PR #418, opened 2021-05-05
Upgrade the coroutines library

vRallev:


workflow-runtime/src/test/java/com/squareup/workflow1/internal/WorkflowRunnerTest.kt
```diff
@@ -230,7 +233,7 @@ internal class WorkflowRunnerTest {
     scope.cancel("foo")
 
     dispatcher.advanceUntilIdle()
-    assertTrue(output.isCancelled)
+    assertFalse(output.isActive)
```
vRallev, line 236: This PR is only a draft because of this change and the one above. There seems to be behavior change in the new coroutines library which seems quite scary. It seems wrong that these two tests started to fail.

workflow-runtime/src/test/java/com/squareup/workflow1/internal/WorkflowRunnerTest.kt
```diff
@@ -202,7 +205,7 @@ internal class WorkflowRunnerTest {
     dispatcher.advanceUntilIdle()
     assertTrue(output.isActive)
 
-    scope.cancel("foo")
+    output.cancel("foo")
```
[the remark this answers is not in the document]
vRallev: Yep, `output.isCancelled` isn't true anymore. Not sure if this is a bug in the coroutines library (that would be a fundamental problem and they should have caught that) or it's an issue with the test that made assumptions. I unfortunately don't know.

workflow-runtime/src/test/java/com/squareup/workflow1/internal/WorkflowRunnerTest.kt
vRallev: `output.isCanceled` is false even though the test calls `scope.cancel()`. Same as above, it's unclear to me why this changed.

samples/hello-terminal/terminal-workflow/src/main/java/com/squareup/sample/helloterminal/terminalworkflow/KeyStroke.kt
```diff
@@ -40,6 +41,7 @@ data class KeyStroke(
   }
 }
 
+@ObsoleteCoroutinesApi
```
steve-the-edwards, line 44: Haha `Obsolete` co-existing with `Experimental`. Life comes at you fast!

workflow-runtime/src/test/java/com/squareup/workflow1/internal/WorkflowRunnerTest.kt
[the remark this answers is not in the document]
steve-the-edwards: We need to stick with cancelling the scope here. I think the problem is that the `dispatcher.advanceUntilIdle()` will resume before the job is registered as cancelled. As it stands now this test is not really testing any of our code, just confirming the coroutines library function.

My guess is there is a change of behavior for when the jobs within a scope are *marked* as cancelled in the new coroutines library and how this interacts with when the underlying dispatcher is idle.

steve-the-edwards:
Realized my comments offer no help. Will try to find a time to pull this PR and play around with what needs to be done wrt the scope cancellation timing.

steve-the-edwards:
After spending the morning debugging through this I believe this is actually a bug with 1.5-rc01 - https://github.com/Kotlin/kotlinx.coroutines/issues/2698 

CC @zach-klippenstein  @vRallev

vRallev:
> After spending the morning debugging through this I believe this is actually a bug with 1.5-rc01 - [Kotlin/kotlinx.coroutines#2698](https://github.com/Kotlin/kotlinx.coroutines/issues/2698)
> 
> CC @zach-klippenstein @vRallev

Thanks for filing the ticket and digging into it!

steve-the-edwards:
> > After spending the morning debugging through this I believe this is actually a bug with 1.5-rc01 - [Kotlin/kotlinx.coroutines#2698](https://github.com/Kotlin/kotlinx.coroutines/issues/2698)
> > CC @zach-klippenstein @vRallev
> 
> Thanks for filing the ticket and digging into it!

The plot thickens. My previous reproducer had a bug and is not the difference between 1.4.2 and 1.5. Currently suspecting it has to do with the WorkflowRunner::nextOutput change to `onReceiveCatching` in this PR.

steve-the-edwards:
@zach-klippenstein @vRallev The 'bug' was a false alarm and actually expected behavior for that particular use of the testDispatcher when there is only a single suspend resumption in the coroutine under test.

The actual problem was not checking for a closed channel and throwing the exception in `WorkflowRunner::nextOutput`. All tests pass now and @zach-klippenstein https://github.com/square/workflow/issues/512 can be closed because `onReceiveCatching` is designed to enable this now.

steve-the-edwards:
Fixes #512

vRallev:
@steve-the-edwards So is this PR good to merge?

vRallev:
I tested this release internally and all is good 👍🏻

steve-the-edwards (approved):

steve-the-edwards:
Yes IMHO this is good to merge, but I was wanting @zach-klippenstein to do a quick review since he wrote the initial test and I didn't want to review my own change :)

vRallev:
I'll update the branch with the stable coroutines library on Monday.

samples/hello-terminal/terminal-workflow/src/main/java/com/squareup/sample/helloterminal/terminalworkflow/KeyStroke.kt
zach-klippenstein: Nit: this should be opting into this annotation, not using it directly.

workflow-testing/src/test/java/com/squareup/workflow1/WorkerStressTest.kt
```diff
@@ -66,6 +67,7 @@ class WorkerStressTest {
     }
   }
 
+  @ObsoleteCoroutinesApi
```
zach-klippenstein, line 70: Nit: Tests are never obsolete or experimental themselves, they should always opt in.

zach-klippenstein (approved):
Great detective work @steve-the-edwards!

PR #420, opened 2021-05-10
Upgrade gradle to 7.0.

zach-klippenstein:


zach-klippenstein:
Seems like we finally need to get off our super-old Dokka version to unblock this.

zach-klippenstein:
Dokka upgrade in #421 should unblock this.

zach-klippenstein:
Looks like we need to upgrade the ktlint plugin as well, latest version is 10.0.0.

zach-klippenstein:
And detekt, 1.16.0.

rjrjr:
Completely. I don't care even a little about detekt.

zach-klippenstein:
Removed detekt in #426, rebasing this on top of that…

patrickyin (approved):

zach-klippenstein:
Updated jmh (benchmarking) and ktlint gradle plugins to their latest versions, required for Gradle 7.

zach-klippenstein:
Added a separate commit that updates gradle and AGP for the compose project. I did both there because AGP was so far behind.

compose/build.gradle.kts
```diff
@@ -94,9 +94,20 @@ subprojects {
...
+        // https://github.com/pinterest/ktlint/issues/963
+        // https://github.com/pinterest/ktlint/issues/964
+        // https://github.com/pinterest/ktlint/issues/965
+        //
+        // We can't revert the KtLint version, because they only work with Kotlin 1.3 and would
+        // block Kotlin 1.4. We rather have a newer Kotlin version than a proper indent. The
+        // indent rule needs to be disabled globally due to another bug:
+        // https://github.com/pinterest/ktlint/issues/967
+        "indent",
+        "parameter-list-wrapping"
```
zach-klippenstein, line 110: I just copied this in from the main project's build.gradle.

compose/build.gradle.kts
```diff
@@ -94,9 +94,20 @@ subprojects {
         // IntelliJ refuses to sort imports correctly.
         // This is a known issue: https://github.com/pinterest/ktlint/issues/527
         "import-ordering",
```
maybeYouShouldBeTheLawyer, line 96: A heads-up just in case you're interested in a follow-on PR: it looks like the import-ordering issue [has been (mostly) fixed](https://youtrack.jetbrains.com/issue/KTIJ-4813#focus=Comments-27-4205728.0-0) thanks to the introduction of a [layout table for Kotlin imports](https://github.com/JetBrains/kotlin/pull/3336). (But note the misbehavior cited at the end of that conversation, including a comment by the tried-and-true Valeriy Ovechkin.)

compose/build.gradle.kts
maybeYouShouldBeTheLawyer: Seems we _should_ be able to re-enable `indent` and `parameter-list-wrapping` (assuming we're on a recent-enough version of ktlint and there aren't any new Kotlin-compatibility issues) 🤞. 

963 was allegedly fixed [here](https://github.com/pinterest/ktlint/pull/961); 964 [here](https://github.com/pinterest/ktlint/pull/1022) (transitively via 918); 965 [here](https://github.com/pinterest/ktlint/pull/972).

maybeYouShouldBeTheLawyer (approved):
A couple comments about the disabled ktlint rules. Otherwise lgtm.

compose/build.gradle.kts
zach-klippenstein: I'm not interesting in diverging these effectively duplicate configs. We can follow up and address in the main project once these have merged.

PR #422, opened 2021-05-11
Upgrade AGP to 4.2.0 stable.

zach-klippenstein:


zach-klippenstein:
Merging on green since this is a straightforward tooling update.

(Problem description)
Return the entries above exactly as they appear.

(Your solution)
PR #418, opened 2021-05-05
Upgrade the coroutines library

vRallev:


workflow-runtime/src/test/java/com/squareup/workflow1/internal/WorkflowRunnerTest.kt
```diff
@@ -230,7 +233,7 @@ internal class WorkflowRunnerTest {
     scope.cancel("foo")
 
     dispatcher.advanceUntilIdle()
-    assertTrue(output.isCancelled)
+    assertFalse(output.isActive)
```
vRallev, line 236: This PR is only a draft because of this change and the one above. There seems to be behavior change in the new coroutines library which seems quite scary. It seems wrong that these two tests started to fail.

workflow-runtime/src/test/java/com/squareup/workflow1/internal/WorkflowRunnerTest.kt
```diff
@@ -202,7 +205,7 @@ internal class WorkflowRunnerTest {
     dispatcher.advanceUntilIdle()
     assertTrue(output.isActive)
 
-    scope.cancel("foo")
+    output.cancel("foo")
```
[the remark this answers is not in the document]
vRallev: Yep, `output.isCancelled` isn't true anymore. Not sure if this is a bug in the coroutines library (that would be a fundamental problem and they should have caught that) or it's an issue with the test that made assumptions. I unfortunately don't know.

workflow-runtime/src/test/java/com/squareup/workflow1/internal/WorkflowRunnerTest.kt
vRallev: `output.isCanceled` is false even though the test calls `scope.cancel()`. Same as above, it's unclear to me why this changed.

samples/hello-terminal/terminal-workflow/src/main/java/com/squareup/sample/helloterminal/terminalworkflow/KeyStroke.kt
```diff
@@ -40,6 +41,7 @@ data class KeyStroke(
   }
 }
 
+@ObsoleteCoroutinesApi
```
steve-the-edwards, line 44: Haha `Obsolete` co-existing with `Experimental`. Life comes at you fast!

workflow-runtime/src/test/java/com/squareup/workflow1/internal/WorkflowRunnerTest.kt
[the remark this answers is not in the document]
steve-the-edwards: We need to stick with cancelling the scope here. I think the problem is that the `dispatcher.advanceUntilIdle()` will resume before the job is registered as cancelled. As it stands now this test is not really testing any of our code, just confirming the coroutines library function.

My guess is there is a change of behavior for when the jobs within a scope are *marked* as cancelled in the new coroutines library and how this interacts with when the underlying dispatcher is idle.

steve-the-edwards:
Realized my comments offer no help. Will try to find a time to pull this PR and play around with what needs to be done wrt the scope cancellation timing.

steve-the-edwards:
After spending the morning debugging through this I believe this is actually a bug with 1.5-rc01 - https://github.com/Kotlin/kotlinx.coroutines/issues/2698 

CC @zach-klippenstein  @vRallev

vRallev:
> After spending the morning debugging through this I believe this is actually a bug with 1.5-rc01 - [Kotlin/kotlinx.coroutines#2698](https://github.com/Kotlin/kotlinx.coroutines/issues/2698)
> 
> CC @zach-klippenstein @vRallev

Thanks for filing the ticket and digging into it!

steve-the-edwards:
> > After spending the morning debugging through this I believe this is actually a bug with 1.5-rc01 - [Kotlin/kotlinx.coroutines#2698](https://github.com/Kotlin/kotlinx.coroutines/issues/2698)
> > CC @zach-klippenstein @vRallev
> 
> Thanks for filing the ticket and digging into it!

The plot thickens. My previous reproducer had a bug and is not the difference between 1.4.2 and 1.5. Currently suspecting it has to do with the WorkflowRunner::nextOutput change to `onReceiveCatching` in this PR.

steve-the-edwards:
@zach-klippenstein @vRallev The 'bug' was a false alarm and actually expected behavior for that particular use of the testDispatcher when there is only a single suspend resumption in the coroutine under test.

The actual problem was not checking for a closed channel and throwing the exception in `WorkflowRunner::nextOutput`. All tests pass now and @zach-klippenstein https://github.com/square/workflow/issues/512 can be closed because `onReceiveCatching` is designed to enable this now.

steve-the-edwards:
Fixes #512

vRallev:
@steve-the-edwards So is this PR good to merge?

vRallev:
I tested this release internally and all is good 👍🏻

steve-the-edwards (approved):

steve-the-edwards:
Yes IMHO this is good to merge, but I was wanting @zach-klippenstein to do a quick review since he wrote the initial test and I didn't want to review my own change :)

vRallev:
I'll update the branch with the stable coroutines library on Monday.

samples/hello-terminal/terminal-workflow/src/main/java/com/squareup/sample/helloterminal/terminalworkflow/KeyStroke.kt
zach-klippenstein: Nit: this should be opting into this annotation, not using it directly.

workflow-testing/src/test/java/com/squareup/workflow1/WorkerStressTest.kt
```diff
@@ -66,6 +67,7 @@ class WorkerStressTest {
     }
   }
 
+  @ObsoleteCoroutinesApi
```
zach-klippenstein, line 70: Nit: Tests are never obsolete or experimental themselves, they should always opt in.

zach-klippenstein (approved):
Great detective work @steve-the-edwards!

PR #420, opened 2021-05-10
Upgrade gradle to 7.0.

zach-klippenstein:


zach-klippenstein:
Seems like we finally need to get off our super-old Dokka version to unblock this.

zach-klippenstein:
Dokka upgrade in #421 should unblock this.

zach-klippenstein:
Looks like we need to upgrade the ktlint plugin as well, latest version is 10.0.0.

zach-klippenstein:
And detekt, 1.16.0.

rjrjr:
Completely. I don't care even a little about detekt.

zach-klippenstein:
Removed detekt in #426, rebasing this on top of that…

patrickyin (approved):

zach-klippenstein:
Updated jmh (benchmarking) and ktlint gradle plugins to their latest versions, required for Gradle 7.

zach-klippenstein:
Added a separate commit that updates gradle and AGP for the compose project. I did both there because AGP was so far behind.

compose/build.gradle.kts
```diff
@@ -94,9 +94,20 @@ subprojects {
...
+        // https://github.com/pinterest/ktlint/issues/963
+        // https://github.com/pinterest/ktlint/issues/964
+        // https://github.com/pinterest/ktlint/issues/965
+        //
+        // We can't revert the KtLint version, because they only work with Kotlin 1.3 and would
+        // block Kotlin 1.4. We rather have a newer Kotlin version than a proper indent. The
+        // indent rule needs to be disabled globally due to another bug:
+        // https://github.com/pinterest/ktlint/issues/967
+        "indent",
+        "parameter-list-wrapping"
```
zach-klippenstein, line 110: I just copied this in from the main project's build.gradle.

compose/build.gradle.kts
```diff
@@ -94,9 +94,20 @@ subprojects {
         // IntelliJ refuses to sort imports correctly.
         // This is a known issue: https://github.com/pinterest/ktlint/issues/527
         "import-ordering",
```
maybeYouShouldBeTheLawyer, line 96: A heads-up just in case you're interested in a follow-on PR: it looks like the import-ordering issue [has been (mostly) fixed](https://youtrack.jetbrains.com/issue/KTIJ-4813#focus=Comments-27-4205728.0-0) thanks to the introduction of a [layout table for Kotlin imports](https://github.com/JetBrains/kotlin/pull/3336). (But note the misbehavior cited at the end of that conversation, including a comment by the tried-and-true Valeriy Ovechkin.)

compose/build.gradle.kts
maybeYouShouldBeTheLawyer: Seems we _should_ be able to re-enable `indent` and `parameter-list-wrapping` (assuming we're on a recent-enough version of ktlint and there aren't any new Kotlin-compatibility issues) 🤞. 

963 was allegedly fixed [here](https://github.com/pinterest/ktlint/pull/961); 964 [here](https://github.com/pinterest/ktlint/pull/1022) (transitively via 918); 965 [here](https://github.com/pinterest/ktlint/pull/972).

maybeYouShouldBeTheLawyer (approved):
A couple comments about the disabled ktlint rules. Otherwise lgtm.

compose/build.gradle.kts
zach-klippenstein: I'm not interesting in diverging these effectively duplicate configs. We can follow up and address in the main project once these have merged.

PR #422, opened 2021-05-11
Upgrade AGP to 4.2.0 stable.

zach-klippenstein:


zach-klippenstein:
Merging on green since this is a straightforward tooling update.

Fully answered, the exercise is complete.